They looked for sight lines. They climbed to the roof of the boiler house, four hundred yards’ distance, then to the roof of the barrel house. Both offered uninterrupted shots at the tank. The barrel house had its own freight siding to receive the lumber trains that delivered wood for the staves.
“Rides in and out,” said Archie.
“I’d go for the boiler house,” said Bell. “They’d never hear a shot over the roar of the furnaces.”
“If there was a shot.”
“I told you,” said Bell. “Albert Hill’s number two cervical vertebra appeared to have been nicked.”
Archie said, “Based on how he killed Spike Hopewell, the assassin is capable of hitting both Hill and Riggs. But he’s one lucky assassin that no one saw him. Or coolly deliberate in choosing his moment.”
Isaac Bell disagreed. “That may be true of Albert Hill. But when Riggs was shot, the timing was dictated by the approach of the locomotive. In both cases, the shots were fired by a marksman as calculating and accurate as the killer who shot Spike Hopewell.”
“If there were shots fired at all,” said Archie, and Wally Kisley agreed, saying, “There could have been shots, and shots would explain how the victims happened to fall, but they could have just as easily fallen as Spike Hopewell suggested to Isaac: one drunk, one overcome by fumes.”
Bell said, “I have Grady Forrer looking into their backgrounds.” Forrer was head of Van Dorn Research.
—
Isaac Bell went looking for Edna Matters Hock and found her loading her tent onto her buckboard. He gave her a hand. “Where you headed?”
“Pittsburgh.”
“In a wagon?”
“Pittsburgh, Kansas.”
“I was going to ask could you print me that aerial photograph your sister snapped, but you’ve packed your Kodak machine . . .”
“Actually, I made an extra. I thought you’d ask to see it.”
She had it in an envelope. She handed it to Bell. “Oh, there’s a second photograph that Nellie took before the fire. So you have a before the fire and an after.”
“She flew over before?”
“By coincidence. She was hoping to address a convention in Fort Scott, but the wind changed and the balloon drifted over here. I hope the pictures help.”
Bell thanked her warmly. “Speaking of coincidence,” he told her, “my father served as an intelligence officer in the Civil War and he tried to take balloon daguerreotypes of Confederate fortifications.”
“I’ve never seen an aerial of the Civil War.”
“He said that the swaying motion blurred the pictures. When the wind settled down, a rebel shot the camera out of his hands.”

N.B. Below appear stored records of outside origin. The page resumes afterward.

PR #587, opened 2015-12-16
Update logic for finding default number of workers

edolnx:
Inside a Solaris Zone, solaris returns the incorrect number of
CPUs (0). This will now detect that and return the default of 3
instead. This should be suitable for any environment.

### DIFF
--- a/lib/omnibus/config.rb
+++ b/lib/omnibus/config.rb
@@ -446,7 +446,7 @@ module Omnibus
     #
     # For example:
     #
-    #     /PATH/files/my_map_file 
+    #     /PATH/files/my_map_file
     #
     # @return [String, nil]
     default(:solaris_linker_mapfile, "files/mapfiles/solaris")
@@ -498,12 +498,17 @@ module Omnibus
 
     # The number of worker threads for make. If this is not set
     # explicitly in config, it will attempt to determine via Ohai in
-    # the builder, and failing that will default to 3
+    # the builder, and failing that will default to 3. This will
+    # also default to 3 if the count is 0 (like in a Solaris zone)
     #
     # @return [Integer]
     default(:workers) do
-      if Ohai['cpu'] && Ohai['cpu']['total']
-        Ohai['cpu']['total'].to_i + 1
+      count = 0
+      if Ohai['cpu'] && Ohai['cpu'].key?(:total)
+        count = Ohai['cpu']['total'].to_i
+      end
+      if count > 0
+        count + 1
       else
         3
       end


edolnx:
cc @chef/omnibus-maintainers

lib/omnibus/config.rb
```diff
@@ -498,12 +498,17 @@ def reset!
...
-    # the builder, and failing that will default to 3
+    # the builder, and failing that will default to 3. This will
+    # also default to 3 if the count is 0 (like in a Solaris zone)
     #
     # @return [Integer]
     default(:workers) do
-      if Ohai['cpu'] && Ohai['cpu']['total']
-        Ohai['cpu']['total'].to_i + 1
+      count = 0
+      if Ohai['cpu'] && Ohai['cpu'].key?(:total)
```
lamont-granquist: if its a Mash this should probably be 'total' since that's consistent with the rest of the style here, and (our) Mashes convert to strings under the covers anyway.

lamont-granquist: Also, though, how is 'Ohai['cpu']['total']' getting set to a value that isn't a string-of-an-integer?  If 'nil' is showing up here that's an ohai bug.

edolnx:
There were previous ohai bugs on some platforms that was causing that to yield non-numbers. This is mostly to squash those. Also, some platforms do not have a total key in the cpu module, that's the reasoning for this.

lamont-granquist:
So isn't this code actually worse?

The previous code protected against a trainwreck and avoided nil values because `if Ohai['cpu'] && Ohai['cpu']['total']`would be false and not wreck if either the `cpu` or the `total` keys were missing, and it would also be falsey in the case that the `total` key had a value of nil.

By only testing for the presence of the key `total` now that is true for a nil value and you fall through and you should get a NoMethodError on NilClass when you try to `#to_i` that.

The introduction of the count variable also is just complicating the code without adding anything.

lamont-granquist:
Oh, I see you care about `"".to_i` being '0'.

```ruby
default(:workers) do
  cores =
    if Ohai['cpu'] && Ohai['cpu']['total']
      # this may return '0' if the string is not a number
      Ohai['cpu']['total'].to_i
    else
      2
    end

  [ 3, cores + 1 ].max
end
```

The only issue with that code is that a box that really has 1 core will get 3 procs instead of 2, but will anyone care that much?

You could make the conditional `Ohai['cpu'] && Ohai['cpu']['total'] &&  Ohai['cpu']['total'].respond_to?(:to_i)` i guess for maximum bug proofing...

edolnx:
It is adding something: when running inside a solaris zone the CPU count is 0. This is false, and now we say "if zero, switch to the default". Previous code would return 1, or sometimes 254 (I don't know how that happened, but everything was forced to 10 workers because of it). This is trying to make it more sane and predictable. If you don't agree, that's fine we can ignore it. I need to put other changes to force workers to 10 on our Solaris build code anyway, and then limit workers to no more than 10 in Ruby.

lamont-granquist:
^ i'd prefer you used my code there.  pretty sure your code will trainwreck on Ohai[:cpu][:total] being set to nil and its harder to follow your logic.

edolnx:
I don't see how that will do the same thing as my code currently. Currently, Ohai['cpu']['total'] in a Solaris zone will return 0. Your code will return a worker count of 1 in this case, I wanted the default of 3 returned instead. This will also return a value of 3 on single core systems, which is less than ideal. I'm just going to leave the existing behavior as is and close this PR. The problem will need to be solved elsewhere.

lamont-granquist:
Also pretty clearly this needs specs tests for the cases:

- Ohai['cpu'] does not exist
- Ohai['cpu']['total'] does not exist
- `Ohai['cpu']['total'] = nil`
- `Ohai['cpu']['total'] = "4"`
- `Ohai['cpu']['total'] = 4`
- `Ohai['cpu']['total'] = ""`
- `Ohai['cpu']['total'] = "randomgarbage"`

lamont-granquist:
My code actually always returns a minimum value of '3' in all cases.  So on a solaris zone where cores is 0 you get 3.   That does mean on a 1 core box you get 3. 

This should get everything right:

```ruby
default(:workers) do
  cores =
    if Ohai['cpu'] && Ohai['cpu']['total'] && Ohai['cpu']['total'].respond_to?(:to_i)
      # this may return '0' if the string is not a number
      Ohai['cpu']['total'].to_i
    else
      2
    end

  cores = 2 if cores == 0
  cores + 1
end
```

PR #3070, opened 2025-02-05
fix: pixi authentication 

ruben-arts:
Related PR: https://github.com/conda/rattler/pull/1045

Draft until we switched to rattler release


pavelzw (commented):
where were we muting rattler_networking logs? shouldn't we unmute them as well?

pavelzw (approved):

Issue #2615, opened 2024-12-02
`conda-pypi-map` should be relative to `pixi.toml`?


kcajf:
### Checks

- [x] I have checked that this issue has not already been reported.

- [x] I have confirmed this bug exists on the [latest version](https://github.com/prefix-dev/pixi/releases) of pixi, using `pixi --version`.

### Reproducible example

```toml
[project]

conda-pypi-map = { "https://my_url" = "conda-pypi-map.json" }
```

### Issue description

I have `conda-pypi-map.json` as a relative path (relative to my `pixi.toml` / code repository). When I use `pixi install` in the root of the repo, all is ok. When I run `pixi install --manfiest-path path/to/pixi.toml` from a different directory, it errors with:

```
  × failed to open file conda-pypi-map.json
  ╰─▶ No such file or directory (os error 2)
```

### Expected behavior

I think that non-absolute `conda-pypi-map`s should be interpreted as relative to `pixi.toml`.

kcajf:
Would this be an easy fix?

ruben-arts:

“Quite a different war story.”
“Actually,” Bell smiled, “he rarely talked about the war. The very few times he did, he told a humorous tale, like the balloon.”
“I really must go.”
He helped her onto the wagon. “It was a pleasure meeting you. I hope to see you again.”
Edna Matters Hock gave him a long look with her gray-green eyes. “I would like that, Mr. Bell. Let us hope it happens.”
“Where are you going next?”
“After Pittsburgh, I’m not sure.”
“If I were to wire the paper sometime, perhaps they could put us in touch.”